Repeat exactly, and only, the lines below starting at the line that contains "display: flex;" and ending at the line that contains "in separate lines", inclusive of both.

Stored data
= = = = = = =

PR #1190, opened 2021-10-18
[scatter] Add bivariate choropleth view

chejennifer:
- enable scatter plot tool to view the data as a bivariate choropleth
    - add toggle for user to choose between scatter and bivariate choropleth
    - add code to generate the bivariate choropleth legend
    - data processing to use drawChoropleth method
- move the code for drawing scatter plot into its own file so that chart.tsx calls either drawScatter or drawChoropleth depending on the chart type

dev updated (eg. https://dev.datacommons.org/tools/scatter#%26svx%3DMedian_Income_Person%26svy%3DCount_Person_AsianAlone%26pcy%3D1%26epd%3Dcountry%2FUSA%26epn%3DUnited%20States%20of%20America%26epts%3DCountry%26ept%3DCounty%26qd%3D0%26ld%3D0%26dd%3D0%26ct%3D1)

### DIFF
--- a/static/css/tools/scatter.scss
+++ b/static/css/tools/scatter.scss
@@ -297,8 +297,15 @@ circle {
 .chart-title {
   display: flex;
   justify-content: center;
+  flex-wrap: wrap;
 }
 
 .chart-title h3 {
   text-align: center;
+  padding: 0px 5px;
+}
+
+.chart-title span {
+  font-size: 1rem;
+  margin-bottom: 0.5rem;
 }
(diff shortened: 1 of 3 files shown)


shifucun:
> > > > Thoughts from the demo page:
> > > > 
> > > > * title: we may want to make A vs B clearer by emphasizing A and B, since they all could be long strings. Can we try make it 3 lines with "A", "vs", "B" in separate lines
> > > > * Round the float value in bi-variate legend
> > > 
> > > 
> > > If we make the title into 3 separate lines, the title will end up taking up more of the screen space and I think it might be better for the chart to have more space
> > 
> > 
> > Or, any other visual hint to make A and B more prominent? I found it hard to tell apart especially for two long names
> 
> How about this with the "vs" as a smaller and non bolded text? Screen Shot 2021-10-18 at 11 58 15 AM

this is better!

= = = = = = =

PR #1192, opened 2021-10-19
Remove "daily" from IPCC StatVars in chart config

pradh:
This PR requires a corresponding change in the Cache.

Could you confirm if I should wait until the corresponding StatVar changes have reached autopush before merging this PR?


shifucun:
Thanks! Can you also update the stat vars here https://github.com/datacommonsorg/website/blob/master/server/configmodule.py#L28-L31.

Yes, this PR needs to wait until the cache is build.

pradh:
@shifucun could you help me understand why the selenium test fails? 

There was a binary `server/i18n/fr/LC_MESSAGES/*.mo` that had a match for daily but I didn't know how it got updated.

= = = = = = =

_Solved problem_
   display: flex;
   justify-content: center;
+  flex-wrap: wrap;
 }
 
 .chart-title h3 {
   text-align: center;
+  padding: 0px 5px;
+}
+
+.chart-title span {
+  font-size: 1rem;
+  margin-bottom: 0.5rem;
 }
(diff shortened: 1 of 3 files shown)


shifucun:
> > > > Thoughts from the demo page:
> > > > 
> > > > * title: we may want to make A vs B clearer by emphasizing A and B, since they all could be long strings. Can we try make it 3 lines with "A", "vs", "B" in separate lines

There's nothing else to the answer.